Homs, Aleppo, Daraya, besieged Enclaves bombarded by Syrian regime before Ghouta

Photo showing smoke rises from the rebel held besieged town of Hamouriyeh, eastern Ghouta, near Damascus, Feb 21, 2018. (Reuters)

BEIRUT: Before Eastern Ghouta there was Homs, Aleppo, Daraya — rebel towns and enclaves that the Syrian regime pounded and besieged, forcing fighters to give up their arms and civilians to flee.

Syria’s third city Homs was dubbed the “capital of the revolution,” after anti-government protests erupted in March 2011, but from 2012 it came under a two-year siege.
In 2014, rebels cornered by advancing regime forces agreed to be evacuated, although the government went on to besiege Waer, the last remaining opposition-held district in the city.
During the siege nearly 2,200 people were killed in the Homs’s Old City, according to the Syrian Observatory For Human Rights.
In the historic center of the city, completely in ruins, those remaining had virtually nothing left to eat and lived off grass and dry foods.
Between March and May 2017, thousands of rebels and civilians fled the district of Waer, allowing the regime’s forces to retake full control of Homs.
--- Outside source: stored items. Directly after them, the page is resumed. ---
PR #1099, opened 2015-02-21
Sol source libraries

LefterisJP:
Turned out to be smaller than expected.

Some source units can be added as Libraries. If that is so, they they are compiled iff they are requested by an import statement.

Removed the temporary `#require Contract` preprocessor hack. Those contracts are now be added as libraries.

There already are some tests in the `EndToEndTests` which check for usage of the std library so this should actually already be tested.

### DIFF
--- a/libsolidity/CompilerStack.h
+++ b/libsolidity/CompilerStack.h
@@ -64,8 +64,8 @@ public:
 
 	/// Adds a source object (e.g. file) to the parser. After this, parse has to be called again.
 	/// @returns true if a source object by the name already existed and was replaced.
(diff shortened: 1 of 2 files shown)


libsolidity/CompilerStack.h
```diff
@@ -125,7 +125,8 @@ class CompilerStack: boost::noncopyable
 		std::shared_ptr<Scanner> scanner;
 		std::shared_ptr<SourceUnit> ast;
 		std::string interface;
-		void reset() { scanner.reset(); ast.reset(); interface.clear(); }
+		bool isLibrary;
```
chriseth: Default value?

LefterisJP: I thought that `reset()` function addition was enough.
But aaaahh my C background did not let me think of a default argument in a struct :)

Issue #1101, opened 2015-02-21
libmicrohttpd-dll.dll is missing on Windows


nicksavers:
The latest [build](https://build.ethdev.com/builders/Windows%20C%2B%2B%20master%20branch) of the master branch for poc-8 (commit https://github.com/ethereum/cpp-ethereum/commit/d1ed000f70218064b3b8e92291f7330ac73c3016)
doesn't work on Windows 7 64-bit.

![The program can't start because libmicrohttpd-dll.dll is missing from your computer. 
Try reinstalling the program to fix this problem](http://i.imgur.com/jOtcIpf.png)

debris:
@arkpar can you check if it is related with #1081 ?

nicksavers:
Fix confirmed.

arkpar:
Needs to be merged to master or poc-8 I guess

PR #1104, opened 2015-02-22
Fixed microhttpd deployment

arkpar:
#1101
We should either build it as static lib like the rest of the non-qt libs, or at least designate a common 
location for dlls in extdeps


nicksavers:
I tested running it on the build-server (Windows Server 2012 R2) and the startup issue is now fixed for AlethZero. But eth.exe (which is not distributed in the zip file) isn't fixed yet. Possibly https://github.com/ethereum/cpp-ethereum/blob/develop/eth/CMakeLists.txt also needs an update

nicksavers:
Now eth.exe also works

PR #1109, opened 2015-02-23
Transaction bug fix

CJentzsch:
fixes https://github.com/ethereum/tests/issues/61.
The question is, is it allowed to have addresses with less than 20 bytes?
According to my interpretation of the YP it is not. YP: "to: The 160-bit address of the message call’s recipient".
But one could also argue that an address with less than 20 bytes (but still not empty) belongs to the set B_20 and could be considered valid. Then we need to ask should it be encoded in the RLP as 20 bytes, filling up the missing bytes with 0's, or is it allowed to have, e.g. 10 bytes, adresses RLP encoded? @gavofyork

### DIFF
--- a/libdevcore/RLP.h
+++ b/libdevcore/RLP.h
@@ -242,7 +242,9 @@ public:
 		AllowNonCanon = 1,
 		ThrowOnFail = 4,
 		FailIfTooBig = 8,
+		FailIfTooSmall = 16,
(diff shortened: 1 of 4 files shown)


gavofyork:
B_20 only includes byte sequences that are exactly 20 items large, so, no, transactions must have *exactly* 20 bytes or *exactly* no bytes. anything else is invalid.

Once Syria’s commercial hub, Aleppo was devastated by more than four years of fighting, particularly along the front line that separated the rebel-held east from the government-held west.
Early in 2016, the regime’s forces, supported by Lebanese movement Hezbollah and Russian warplanes, launched an offensive in Aleppo.
Much of the city was reduced to wasteland.
Rebel districts were under near-continuous siege by the army. Heavy shelling by the army destroyed all established hospitals in the area.
Towards the end of 2016, after a month of respite, bombardments picked up again and international observers talked about “crimes against humanity” committed by the regime and its Russian allies.
In December 2016, the Syrian army declared it was in full control of Aleppo.

Daraya was one of the first towns in Syria to erupt in demonstrations against the government in 2011; it also became one of the first to be placed under a strict regime siege in 2012.
The Syrian army recaptured the town in 2016 after the evacuation of thousands of rebels and civilians who had been under a relentless siege and incessant bombardment.
In 2017, the army recaptured the region of Wadi Barada near Damascus as well as several rebel districts in the capital.
Thousands of civilians and fighters were bussed to the northwestern province of Idlib.
In recent months, the regime has recaptured several rebel areas around Damascus under so-called “reconciliation” deals involving the evacuation of fighters in exchange for an end to bombardments and sieges.
In a report titled “We leave or we die,” Amnesty analyzed four local accords which the rights body said were preceded by unlawful sieges and bombardment aimed at forcing civilians to abandon their homes.
“The Syrian government and, to a lesser degree, armed opposition groups have enforced sieges on densely populated areas, depriving civilians of food, medicine and other basic necessities in violation of international humanitarian law,” Amnesty said.